[Your task]: From the data below, copy exactly the lines that lie between the one holding "rainwoodman: To the" and the one holding "(where they do", including both, and nothing more.

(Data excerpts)
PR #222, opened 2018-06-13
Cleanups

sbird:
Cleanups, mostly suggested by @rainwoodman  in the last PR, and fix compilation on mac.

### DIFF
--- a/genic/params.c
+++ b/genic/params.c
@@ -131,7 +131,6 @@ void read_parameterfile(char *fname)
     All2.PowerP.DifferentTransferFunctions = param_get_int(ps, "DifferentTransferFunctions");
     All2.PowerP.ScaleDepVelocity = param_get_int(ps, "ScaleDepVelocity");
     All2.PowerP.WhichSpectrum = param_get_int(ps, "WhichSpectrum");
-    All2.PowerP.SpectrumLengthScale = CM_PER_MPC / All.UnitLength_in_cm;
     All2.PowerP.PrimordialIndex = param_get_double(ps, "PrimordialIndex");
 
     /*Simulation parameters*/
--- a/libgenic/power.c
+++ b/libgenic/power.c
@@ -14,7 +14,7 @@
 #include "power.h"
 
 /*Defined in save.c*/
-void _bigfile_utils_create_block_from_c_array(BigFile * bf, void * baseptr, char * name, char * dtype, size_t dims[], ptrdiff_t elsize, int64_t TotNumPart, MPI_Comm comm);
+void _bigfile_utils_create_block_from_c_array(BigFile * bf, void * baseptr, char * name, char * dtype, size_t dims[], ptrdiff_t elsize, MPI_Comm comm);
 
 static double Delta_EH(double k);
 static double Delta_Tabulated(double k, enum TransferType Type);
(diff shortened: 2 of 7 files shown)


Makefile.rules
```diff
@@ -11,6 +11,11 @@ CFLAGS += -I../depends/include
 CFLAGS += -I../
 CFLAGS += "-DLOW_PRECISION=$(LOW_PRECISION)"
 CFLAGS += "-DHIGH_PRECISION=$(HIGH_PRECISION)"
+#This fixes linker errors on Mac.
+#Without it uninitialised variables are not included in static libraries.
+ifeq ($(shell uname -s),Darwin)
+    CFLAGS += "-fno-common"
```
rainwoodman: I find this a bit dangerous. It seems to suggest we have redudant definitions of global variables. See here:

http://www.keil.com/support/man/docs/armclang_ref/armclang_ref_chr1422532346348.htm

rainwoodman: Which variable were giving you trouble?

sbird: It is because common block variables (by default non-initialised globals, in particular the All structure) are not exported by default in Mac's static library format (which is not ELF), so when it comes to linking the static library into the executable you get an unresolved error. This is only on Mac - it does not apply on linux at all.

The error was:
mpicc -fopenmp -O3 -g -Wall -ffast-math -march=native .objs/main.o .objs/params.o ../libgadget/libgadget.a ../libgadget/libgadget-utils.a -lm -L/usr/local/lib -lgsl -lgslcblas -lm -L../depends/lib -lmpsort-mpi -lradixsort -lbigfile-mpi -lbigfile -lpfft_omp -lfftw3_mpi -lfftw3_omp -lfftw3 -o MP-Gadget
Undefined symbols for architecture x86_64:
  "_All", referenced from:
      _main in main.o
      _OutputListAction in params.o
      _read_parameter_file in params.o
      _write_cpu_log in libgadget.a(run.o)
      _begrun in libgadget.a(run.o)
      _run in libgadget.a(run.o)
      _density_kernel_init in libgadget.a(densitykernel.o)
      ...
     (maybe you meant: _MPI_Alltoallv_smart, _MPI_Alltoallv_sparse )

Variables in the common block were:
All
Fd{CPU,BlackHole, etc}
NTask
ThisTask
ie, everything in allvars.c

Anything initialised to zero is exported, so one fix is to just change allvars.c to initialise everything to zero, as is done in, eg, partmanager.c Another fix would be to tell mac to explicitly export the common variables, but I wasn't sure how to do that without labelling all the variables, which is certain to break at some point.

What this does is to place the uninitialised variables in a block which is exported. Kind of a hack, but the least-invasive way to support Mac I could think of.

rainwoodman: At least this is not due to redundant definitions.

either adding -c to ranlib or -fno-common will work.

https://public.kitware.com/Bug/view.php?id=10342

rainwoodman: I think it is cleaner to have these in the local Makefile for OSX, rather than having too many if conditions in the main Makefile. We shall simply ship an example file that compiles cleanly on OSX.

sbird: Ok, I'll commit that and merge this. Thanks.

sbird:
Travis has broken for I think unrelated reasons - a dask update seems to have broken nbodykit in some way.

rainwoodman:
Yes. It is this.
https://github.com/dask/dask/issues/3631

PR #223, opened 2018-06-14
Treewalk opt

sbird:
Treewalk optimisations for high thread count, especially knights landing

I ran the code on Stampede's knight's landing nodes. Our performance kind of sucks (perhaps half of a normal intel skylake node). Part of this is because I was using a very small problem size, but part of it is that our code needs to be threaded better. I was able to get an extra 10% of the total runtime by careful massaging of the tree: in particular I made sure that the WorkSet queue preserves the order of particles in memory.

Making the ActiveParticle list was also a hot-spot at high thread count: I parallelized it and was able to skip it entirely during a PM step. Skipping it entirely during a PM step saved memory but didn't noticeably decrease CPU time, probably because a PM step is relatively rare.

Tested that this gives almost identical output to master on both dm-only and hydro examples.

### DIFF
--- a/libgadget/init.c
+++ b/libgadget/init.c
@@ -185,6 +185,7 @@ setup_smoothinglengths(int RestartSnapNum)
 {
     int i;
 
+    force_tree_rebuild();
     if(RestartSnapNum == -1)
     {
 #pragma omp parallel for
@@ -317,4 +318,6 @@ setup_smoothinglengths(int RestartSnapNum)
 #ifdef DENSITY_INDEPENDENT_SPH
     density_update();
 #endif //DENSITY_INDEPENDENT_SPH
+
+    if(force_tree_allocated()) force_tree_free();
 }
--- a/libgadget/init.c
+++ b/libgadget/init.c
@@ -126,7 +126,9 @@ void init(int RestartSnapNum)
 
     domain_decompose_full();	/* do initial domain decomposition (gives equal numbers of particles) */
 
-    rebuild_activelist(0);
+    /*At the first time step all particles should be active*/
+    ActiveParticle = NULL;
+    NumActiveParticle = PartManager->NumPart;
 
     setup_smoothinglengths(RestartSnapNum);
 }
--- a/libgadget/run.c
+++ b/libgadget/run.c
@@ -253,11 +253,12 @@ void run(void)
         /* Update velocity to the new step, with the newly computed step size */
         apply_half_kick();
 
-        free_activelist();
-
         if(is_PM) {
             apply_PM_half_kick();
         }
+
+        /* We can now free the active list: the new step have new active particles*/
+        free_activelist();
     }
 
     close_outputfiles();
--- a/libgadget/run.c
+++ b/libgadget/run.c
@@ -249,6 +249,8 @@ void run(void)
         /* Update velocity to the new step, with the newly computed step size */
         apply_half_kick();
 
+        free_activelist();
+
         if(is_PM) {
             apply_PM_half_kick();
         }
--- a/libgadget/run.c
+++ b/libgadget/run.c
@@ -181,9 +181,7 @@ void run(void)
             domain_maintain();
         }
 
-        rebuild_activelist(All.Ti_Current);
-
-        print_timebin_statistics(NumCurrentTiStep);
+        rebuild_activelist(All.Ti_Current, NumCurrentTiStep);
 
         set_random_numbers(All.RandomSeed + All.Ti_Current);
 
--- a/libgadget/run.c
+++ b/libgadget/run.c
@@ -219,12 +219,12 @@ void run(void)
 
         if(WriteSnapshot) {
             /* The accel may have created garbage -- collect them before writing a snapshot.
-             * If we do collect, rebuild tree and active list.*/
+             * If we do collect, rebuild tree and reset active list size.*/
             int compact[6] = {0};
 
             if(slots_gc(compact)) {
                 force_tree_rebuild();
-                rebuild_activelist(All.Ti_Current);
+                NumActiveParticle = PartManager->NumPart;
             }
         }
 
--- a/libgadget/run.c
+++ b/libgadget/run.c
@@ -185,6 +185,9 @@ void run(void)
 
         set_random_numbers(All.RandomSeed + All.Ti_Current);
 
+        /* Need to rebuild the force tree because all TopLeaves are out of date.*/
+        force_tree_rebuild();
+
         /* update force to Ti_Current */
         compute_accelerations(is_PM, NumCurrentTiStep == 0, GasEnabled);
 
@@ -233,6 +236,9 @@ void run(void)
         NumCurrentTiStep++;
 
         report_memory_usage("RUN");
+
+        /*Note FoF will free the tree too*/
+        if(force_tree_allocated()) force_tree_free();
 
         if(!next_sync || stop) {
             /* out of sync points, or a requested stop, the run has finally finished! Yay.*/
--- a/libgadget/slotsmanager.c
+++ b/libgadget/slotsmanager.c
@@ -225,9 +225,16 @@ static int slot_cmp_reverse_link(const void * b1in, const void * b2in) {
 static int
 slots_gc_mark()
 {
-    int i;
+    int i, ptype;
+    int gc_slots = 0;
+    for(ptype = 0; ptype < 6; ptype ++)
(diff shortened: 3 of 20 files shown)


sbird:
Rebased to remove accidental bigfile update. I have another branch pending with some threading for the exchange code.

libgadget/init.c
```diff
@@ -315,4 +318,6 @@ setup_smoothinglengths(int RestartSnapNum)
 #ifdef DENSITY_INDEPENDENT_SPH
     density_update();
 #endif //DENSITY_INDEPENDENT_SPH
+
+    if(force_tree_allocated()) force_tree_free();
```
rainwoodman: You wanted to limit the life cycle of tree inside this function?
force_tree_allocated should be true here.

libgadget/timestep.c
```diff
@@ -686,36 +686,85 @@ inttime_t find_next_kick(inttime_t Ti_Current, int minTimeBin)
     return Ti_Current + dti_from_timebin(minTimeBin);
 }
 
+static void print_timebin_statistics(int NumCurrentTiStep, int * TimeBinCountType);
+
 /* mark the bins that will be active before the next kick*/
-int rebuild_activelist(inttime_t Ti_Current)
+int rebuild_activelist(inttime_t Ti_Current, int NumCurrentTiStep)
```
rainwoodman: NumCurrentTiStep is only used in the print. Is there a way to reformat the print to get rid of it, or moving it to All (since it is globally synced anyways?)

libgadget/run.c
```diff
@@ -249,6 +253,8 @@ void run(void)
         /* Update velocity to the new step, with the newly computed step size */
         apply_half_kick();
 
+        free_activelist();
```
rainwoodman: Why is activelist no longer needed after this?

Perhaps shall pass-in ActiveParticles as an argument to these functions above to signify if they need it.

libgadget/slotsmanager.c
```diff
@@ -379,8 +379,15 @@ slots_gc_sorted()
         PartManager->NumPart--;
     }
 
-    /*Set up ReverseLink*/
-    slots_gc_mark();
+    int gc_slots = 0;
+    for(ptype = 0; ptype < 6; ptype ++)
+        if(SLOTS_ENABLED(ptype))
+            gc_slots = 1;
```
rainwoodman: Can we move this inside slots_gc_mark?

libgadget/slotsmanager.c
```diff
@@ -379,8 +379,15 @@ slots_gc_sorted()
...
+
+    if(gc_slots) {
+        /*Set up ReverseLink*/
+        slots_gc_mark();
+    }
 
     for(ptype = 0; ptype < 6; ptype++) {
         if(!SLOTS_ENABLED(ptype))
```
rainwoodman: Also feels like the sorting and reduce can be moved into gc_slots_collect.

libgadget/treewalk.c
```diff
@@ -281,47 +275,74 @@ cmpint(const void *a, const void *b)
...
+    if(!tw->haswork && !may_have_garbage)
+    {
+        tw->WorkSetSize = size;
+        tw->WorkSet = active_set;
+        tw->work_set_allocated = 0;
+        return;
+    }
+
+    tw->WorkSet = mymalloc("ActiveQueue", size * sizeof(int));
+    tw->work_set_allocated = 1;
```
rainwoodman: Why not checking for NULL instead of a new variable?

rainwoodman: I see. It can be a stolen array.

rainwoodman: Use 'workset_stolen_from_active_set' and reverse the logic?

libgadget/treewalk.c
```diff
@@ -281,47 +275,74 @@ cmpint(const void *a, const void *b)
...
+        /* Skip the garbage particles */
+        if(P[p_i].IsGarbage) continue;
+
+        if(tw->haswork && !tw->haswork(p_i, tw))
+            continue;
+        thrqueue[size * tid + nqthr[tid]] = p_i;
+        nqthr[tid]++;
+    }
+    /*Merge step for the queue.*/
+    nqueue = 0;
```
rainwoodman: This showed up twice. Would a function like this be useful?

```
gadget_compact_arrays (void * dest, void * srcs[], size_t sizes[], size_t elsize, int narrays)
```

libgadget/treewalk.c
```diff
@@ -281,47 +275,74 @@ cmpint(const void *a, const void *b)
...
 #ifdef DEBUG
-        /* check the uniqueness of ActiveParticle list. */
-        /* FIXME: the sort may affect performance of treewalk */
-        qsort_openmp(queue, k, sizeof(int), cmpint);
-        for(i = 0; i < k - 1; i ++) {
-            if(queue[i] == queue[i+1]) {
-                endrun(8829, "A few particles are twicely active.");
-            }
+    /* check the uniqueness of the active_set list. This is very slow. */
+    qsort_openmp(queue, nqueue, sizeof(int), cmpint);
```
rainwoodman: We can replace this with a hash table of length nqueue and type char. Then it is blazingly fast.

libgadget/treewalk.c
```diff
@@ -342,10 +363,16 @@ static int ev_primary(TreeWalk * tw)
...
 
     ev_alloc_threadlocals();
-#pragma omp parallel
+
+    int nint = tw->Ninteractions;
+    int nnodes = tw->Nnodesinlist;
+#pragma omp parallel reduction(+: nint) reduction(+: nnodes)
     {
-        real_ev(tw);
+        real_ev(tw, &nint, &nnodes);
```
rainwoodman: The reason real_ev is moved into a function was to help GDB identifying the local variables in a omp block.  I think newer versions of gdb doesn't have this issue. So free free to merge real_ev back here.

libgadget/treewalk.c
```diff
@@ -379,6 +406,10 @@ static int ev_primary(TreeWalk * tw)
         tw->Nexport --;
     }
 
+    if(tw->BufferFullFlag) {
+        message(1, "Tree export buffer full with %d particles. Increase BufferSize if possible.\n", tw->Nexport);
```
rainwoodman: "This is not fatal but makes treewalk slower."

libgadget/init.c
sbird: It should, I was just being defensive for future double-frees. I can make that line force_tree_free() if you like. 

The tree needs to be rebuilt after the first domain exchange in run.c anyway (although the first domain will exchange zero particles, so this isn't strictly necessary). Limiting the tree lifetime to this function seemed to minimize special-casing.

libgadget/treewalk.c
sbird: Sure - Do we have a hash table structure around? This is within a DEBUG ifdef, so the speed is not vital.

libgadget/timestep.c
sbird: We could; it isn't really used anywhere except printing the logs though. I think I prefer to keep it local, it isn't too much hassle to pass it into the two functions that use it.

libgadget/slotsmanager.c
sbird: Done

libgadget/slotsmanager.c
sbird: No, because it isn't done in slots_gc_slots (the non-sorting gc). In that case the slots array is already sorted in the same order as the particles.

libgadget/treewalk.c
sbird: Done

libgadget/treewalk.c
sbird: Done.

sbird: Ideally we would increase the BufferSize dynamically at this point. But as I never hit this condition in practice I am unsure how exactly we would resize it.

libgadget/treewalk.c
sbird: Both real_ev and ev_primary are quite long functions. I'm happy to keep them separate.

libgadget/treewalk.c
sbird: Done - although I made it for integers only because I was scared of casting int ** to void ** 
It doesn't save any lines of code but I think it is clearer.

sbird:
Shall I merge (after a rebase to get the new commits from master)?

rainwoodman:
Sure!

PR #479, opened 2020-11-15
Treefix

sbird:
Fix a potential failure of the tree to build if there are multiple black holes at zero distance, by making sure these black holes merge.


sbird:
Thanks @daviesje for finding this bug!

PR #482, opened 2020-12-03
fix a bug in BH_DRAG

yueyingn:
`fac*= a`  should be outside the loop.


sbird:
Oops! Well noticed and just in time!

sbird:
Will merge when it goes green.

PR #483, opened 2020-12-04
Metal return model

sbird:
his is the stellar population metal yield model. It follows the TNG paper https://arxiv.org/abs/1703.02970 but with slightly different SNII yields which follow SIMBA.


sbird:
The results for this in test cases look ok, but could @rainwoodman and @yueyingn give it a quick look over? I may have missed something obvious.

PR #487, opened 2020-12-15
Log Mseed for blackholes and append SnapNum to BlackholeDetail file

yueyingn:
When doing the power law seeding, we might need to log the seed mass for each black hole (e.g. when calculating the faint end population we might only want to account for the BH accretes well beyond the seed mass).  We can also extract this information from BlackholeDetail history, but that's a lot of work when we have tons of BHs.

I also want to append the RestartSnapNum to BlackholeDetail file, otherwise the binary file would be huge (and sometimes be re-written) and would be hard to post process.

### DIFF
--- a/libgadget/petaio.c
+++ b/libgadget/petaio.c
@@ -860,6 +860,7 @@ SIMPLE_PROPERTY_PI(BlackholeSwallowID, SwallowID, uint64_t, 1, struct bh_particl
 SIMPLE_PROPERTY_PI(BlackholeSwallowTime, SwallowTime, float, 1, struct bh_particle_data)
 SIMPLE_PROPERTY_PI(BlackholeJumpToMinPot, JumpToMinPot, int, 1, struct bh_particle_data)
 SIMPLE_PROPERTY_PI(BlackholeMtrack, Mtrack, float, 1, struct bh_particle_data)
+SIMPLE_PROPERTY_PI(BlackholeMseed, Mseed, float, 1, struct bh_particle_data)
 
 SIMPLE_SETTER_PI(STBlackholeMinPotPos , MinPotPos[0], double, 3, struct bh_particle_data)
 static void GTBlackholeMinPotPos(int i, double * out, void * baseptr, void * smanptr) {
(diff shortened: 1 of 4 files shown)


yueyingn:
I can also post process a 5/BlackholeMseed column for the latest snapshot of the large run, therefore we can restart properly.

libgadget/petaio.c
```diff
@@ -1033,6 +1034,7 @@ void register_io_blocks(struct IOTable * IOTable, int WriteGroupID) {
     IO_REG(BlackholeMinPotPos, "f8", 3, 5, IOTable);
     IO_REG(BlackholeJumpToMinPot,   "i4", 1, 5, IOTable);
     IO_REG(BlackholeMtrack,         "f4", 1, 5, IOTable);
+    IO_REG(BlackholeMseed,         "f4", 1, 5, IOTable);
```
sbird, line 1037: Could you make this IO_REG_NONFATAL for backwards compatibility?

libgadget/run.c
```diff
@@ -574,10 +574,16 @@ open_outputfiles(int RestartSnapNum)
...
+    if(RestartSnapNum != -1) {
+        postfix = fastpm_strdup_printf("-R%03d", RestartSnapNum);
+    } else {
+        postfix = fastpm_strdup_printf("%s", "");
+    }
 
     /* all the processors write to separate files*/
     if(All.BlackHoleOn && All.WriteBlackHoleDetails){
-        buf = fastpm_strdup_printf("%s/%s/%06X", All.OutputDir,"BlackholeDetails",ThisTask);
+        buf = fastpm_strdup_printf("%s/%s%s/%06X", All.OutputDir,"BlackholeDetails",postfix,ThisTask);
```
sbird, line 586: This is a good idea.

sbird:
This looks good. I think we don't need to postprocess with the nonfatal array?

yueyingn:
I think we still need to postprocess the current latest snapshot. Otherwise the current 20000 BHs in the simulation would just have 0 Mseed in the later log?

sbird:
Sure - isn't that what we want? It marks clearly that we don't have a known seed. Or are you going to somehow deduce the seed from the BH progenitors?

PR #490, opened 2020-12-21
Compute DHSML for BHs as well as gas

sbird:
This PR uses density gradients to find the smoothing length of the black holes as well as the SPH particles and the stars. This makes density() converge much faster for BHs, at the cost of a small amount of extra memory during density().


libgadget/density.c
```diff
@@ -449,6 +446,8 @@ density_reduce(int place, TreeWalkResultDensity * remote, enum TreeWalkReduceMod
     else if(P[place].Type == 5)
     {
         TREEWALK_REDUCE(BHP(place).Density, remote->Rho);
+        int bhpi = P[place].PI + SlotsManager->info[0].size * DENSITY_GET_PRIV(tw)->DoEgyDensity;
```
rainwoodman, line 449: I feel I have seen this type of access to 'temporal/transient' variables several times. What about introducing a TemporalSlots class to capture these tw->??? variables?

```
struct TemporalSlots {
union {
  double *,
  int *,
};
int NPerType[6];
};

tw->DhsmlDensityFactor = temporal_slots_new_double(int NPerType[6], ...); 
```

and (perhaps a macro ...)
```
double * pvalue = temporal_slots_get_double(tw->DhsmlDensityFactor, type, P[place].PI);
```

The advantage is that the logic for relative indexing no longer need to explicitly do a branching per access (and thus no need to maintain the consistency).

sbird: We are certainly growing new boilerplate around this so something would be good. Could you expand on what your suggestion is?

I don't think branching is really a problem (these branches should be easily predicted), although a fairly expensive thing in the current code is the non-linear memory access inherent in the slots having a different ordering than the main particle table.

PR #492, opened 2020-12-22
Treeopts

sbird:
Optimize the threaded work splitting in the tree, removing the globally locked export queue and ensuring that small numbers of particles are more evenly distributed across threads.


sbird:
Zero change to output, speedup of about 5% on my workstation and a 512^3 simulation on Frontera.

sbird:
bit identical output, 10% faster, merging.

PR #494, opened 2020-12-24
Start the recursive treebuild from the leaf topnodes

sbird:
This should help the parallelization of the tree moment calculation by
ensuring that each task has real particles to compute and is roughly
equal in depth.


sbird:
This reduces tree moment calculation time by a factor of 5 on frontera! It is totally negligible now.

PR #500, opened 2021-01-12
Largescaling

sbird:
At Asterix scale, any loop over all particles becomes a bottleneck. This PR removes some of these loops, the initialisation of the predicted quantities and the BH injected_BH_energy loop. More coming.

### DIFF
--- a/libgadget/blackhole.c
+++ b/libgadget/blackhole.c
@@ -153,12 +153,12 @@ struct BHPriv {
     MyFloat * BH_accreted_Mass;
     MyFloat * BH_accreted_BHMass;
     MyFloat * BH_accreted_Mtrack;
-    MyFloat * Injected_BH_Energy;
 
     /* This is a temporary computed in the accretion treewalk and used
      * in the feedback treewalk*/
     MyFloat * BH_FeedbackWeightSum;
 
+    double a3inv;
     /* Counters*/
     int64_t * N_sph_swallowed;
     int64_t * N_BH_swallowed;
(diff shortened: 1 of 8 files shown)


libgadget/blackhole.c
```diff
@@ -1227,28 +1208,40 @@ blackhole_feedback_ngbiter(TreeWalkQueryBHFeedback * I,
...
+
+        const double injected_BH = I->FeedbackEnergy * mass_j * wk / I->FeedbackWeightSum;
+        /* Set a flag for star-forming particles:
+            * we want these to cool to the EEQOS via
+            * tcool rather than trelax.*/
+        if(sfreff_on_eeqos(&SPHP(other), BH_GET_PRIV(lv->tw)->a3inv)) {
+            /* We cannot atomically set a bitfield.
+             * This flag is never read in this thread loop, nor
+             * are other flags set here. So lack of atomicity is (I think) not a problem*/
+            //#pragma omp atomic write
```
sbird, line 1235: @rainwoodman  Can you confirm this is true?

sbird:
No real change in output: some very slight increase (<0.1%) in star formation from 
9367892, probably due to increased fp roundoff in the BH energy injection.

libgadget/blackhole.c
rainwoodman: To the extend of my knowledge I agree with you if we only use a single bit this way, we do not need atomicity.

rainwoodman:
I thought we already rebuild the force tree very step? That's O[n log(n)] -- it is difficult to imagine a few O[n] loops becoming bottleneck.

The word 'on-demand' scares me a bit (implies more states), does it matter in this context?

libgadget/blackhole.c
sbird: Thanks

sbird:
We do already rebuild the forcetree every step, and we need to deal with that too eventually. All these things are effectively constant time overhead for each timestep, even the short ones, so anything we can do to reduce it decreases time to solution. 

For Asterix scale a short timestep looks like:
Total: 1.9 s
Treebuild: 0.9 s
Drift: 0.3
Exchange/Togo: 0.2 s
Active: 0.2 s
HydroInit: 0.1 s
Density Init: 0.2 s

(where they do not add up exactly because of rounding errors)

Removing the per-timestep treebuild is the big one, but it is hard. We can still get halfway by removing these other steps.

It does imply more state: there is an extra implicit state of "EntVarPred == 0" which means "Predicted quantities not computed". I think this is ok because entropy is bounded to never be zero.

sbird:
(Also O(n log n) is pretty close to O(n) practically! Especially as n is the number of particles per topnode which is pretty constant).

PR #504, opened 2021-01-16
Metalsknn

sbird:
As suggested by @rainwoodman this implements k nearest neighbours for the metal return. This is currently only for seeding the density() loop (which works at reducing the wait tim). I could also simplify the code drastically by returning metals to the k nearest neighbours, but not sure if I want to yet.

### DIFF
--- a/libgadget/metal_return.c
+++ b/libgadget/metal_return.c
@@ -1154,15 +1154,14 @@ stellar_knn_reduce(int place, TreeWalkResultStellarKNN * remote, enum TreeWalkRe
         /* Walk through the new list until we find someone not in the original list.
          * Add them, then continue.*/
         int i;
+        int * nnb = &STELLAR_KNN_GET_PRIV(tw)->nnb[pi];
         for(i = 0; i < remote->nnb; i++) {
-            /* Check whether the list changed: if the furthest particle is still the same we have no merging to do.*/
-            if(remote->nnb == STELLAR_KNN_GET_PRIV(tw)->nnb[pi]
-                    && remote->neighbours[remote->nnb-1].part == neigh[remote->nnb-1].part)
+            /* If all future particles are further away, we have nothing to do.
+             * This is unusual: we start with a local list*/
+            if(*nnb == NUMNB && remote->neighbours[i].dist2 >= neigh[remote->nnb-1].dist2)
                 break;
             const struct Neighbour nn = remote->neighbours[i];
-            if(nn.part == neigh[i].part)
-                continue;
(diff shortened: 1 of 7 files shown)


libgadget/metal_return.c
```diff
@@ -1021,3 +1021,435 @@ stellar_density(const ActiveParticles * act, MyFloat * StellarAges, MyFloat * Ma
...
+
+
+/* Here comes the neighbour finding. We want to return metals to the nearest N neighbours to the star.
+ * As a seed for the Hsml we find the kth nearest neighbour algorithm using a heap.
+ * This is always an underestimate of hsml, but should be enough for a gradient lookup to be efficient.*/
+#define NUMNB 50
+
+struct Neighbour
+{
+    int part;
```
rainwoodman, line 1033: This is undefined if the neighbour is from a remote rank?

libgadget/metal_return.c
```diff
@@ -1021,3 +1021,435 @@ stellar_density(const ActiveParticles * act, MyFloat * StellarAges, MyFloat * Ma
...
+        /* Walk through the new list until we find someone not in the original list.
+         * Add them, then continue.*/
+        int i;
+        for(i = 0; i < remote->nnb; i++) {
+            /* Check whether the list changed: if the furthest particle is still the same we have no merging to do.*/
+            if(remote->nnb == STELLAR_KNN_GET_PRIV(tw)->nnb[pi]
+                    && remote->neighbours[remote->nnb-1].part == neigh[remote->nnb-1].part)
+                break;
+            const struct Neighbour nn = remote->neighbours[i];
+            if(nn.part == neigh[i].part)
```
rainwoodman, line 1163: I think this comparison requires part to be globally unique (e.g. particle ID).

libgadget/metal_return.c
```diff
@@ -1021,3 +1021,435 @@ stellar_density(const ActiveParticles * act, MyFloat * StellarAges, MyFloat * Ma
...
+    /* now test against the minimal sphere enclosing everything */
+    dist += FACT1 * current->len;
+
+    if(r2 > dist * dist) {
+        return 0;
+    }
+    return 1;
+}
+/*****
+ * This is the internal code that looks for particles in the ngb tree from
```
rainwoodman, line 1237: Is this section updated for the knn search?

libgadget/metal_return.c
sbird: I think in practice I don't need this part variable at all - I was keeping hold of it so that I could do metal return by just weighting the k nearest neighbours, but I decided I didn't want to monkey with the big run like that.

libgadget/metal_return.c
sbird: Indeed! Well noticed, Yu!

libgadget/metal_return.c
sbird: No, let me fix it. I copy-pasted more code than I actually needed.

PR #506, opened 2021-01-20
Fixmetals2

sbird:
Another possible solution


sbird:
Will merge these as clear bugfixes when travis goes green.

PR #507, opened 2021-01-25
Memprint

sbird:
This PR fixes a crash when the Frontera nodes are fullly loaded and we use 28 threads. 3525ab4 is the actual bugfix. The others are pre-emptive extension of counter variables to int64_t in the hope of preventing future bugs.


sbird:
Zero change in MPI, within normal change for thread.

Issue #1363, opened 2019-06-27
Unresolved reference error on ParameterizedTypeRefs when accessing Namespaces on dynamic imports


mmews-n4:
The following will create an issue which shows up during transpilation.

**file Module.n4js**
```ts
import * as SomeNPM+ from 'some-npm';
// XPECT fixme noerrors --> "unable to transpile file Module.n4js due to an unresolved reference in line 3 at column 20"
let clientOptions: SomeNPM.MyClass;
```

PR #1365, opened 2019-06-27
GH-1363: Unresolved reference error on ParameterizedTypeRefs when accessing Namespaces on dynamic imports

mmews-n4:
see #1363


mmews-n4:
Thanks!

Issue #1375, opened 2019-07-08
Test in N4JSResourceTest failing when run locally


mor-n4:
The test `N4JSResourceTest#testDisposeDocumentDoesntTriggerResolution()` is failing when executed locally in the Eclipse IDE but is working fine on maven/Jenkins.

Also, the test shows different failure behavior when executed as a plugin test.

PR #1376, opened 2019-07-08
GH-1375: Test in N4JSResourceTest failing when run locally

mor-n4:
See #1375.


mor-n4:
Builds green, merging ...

[Task response]:
rainwoodman: To the extend of my knowledge I agree with you if we only use a single bit this way, we do not need atomicity.

rainwoodman:
I thought we already rebuild the force tree very step? That's O[n log(n)] -- it is difficult to imagine a few O[n] loops becoming bottleneck.

The word 'on-demand' scares me a bit (implies more states), does it matter in this context?

libgadget/blackhole.c
sbird: Thanks

sbird:
We do already rebuild the forcetree every step, and we need to deal with that too eventually. All these things are effectively constant time overhead for each timestep, even the short ones, so anything we can do to reduce it decreases time to solution. 

For Asterix scale a short timestep looks like:
Total: 1.9 s
Treebuild: 0.9 s
Drift: 0.3
Exchange/Togo: 0.2 s
Active: 0.2 s
HydroInit: 0.1 s
Density Init: 0.2 s

(where they do not add up exactly because of rounding errors)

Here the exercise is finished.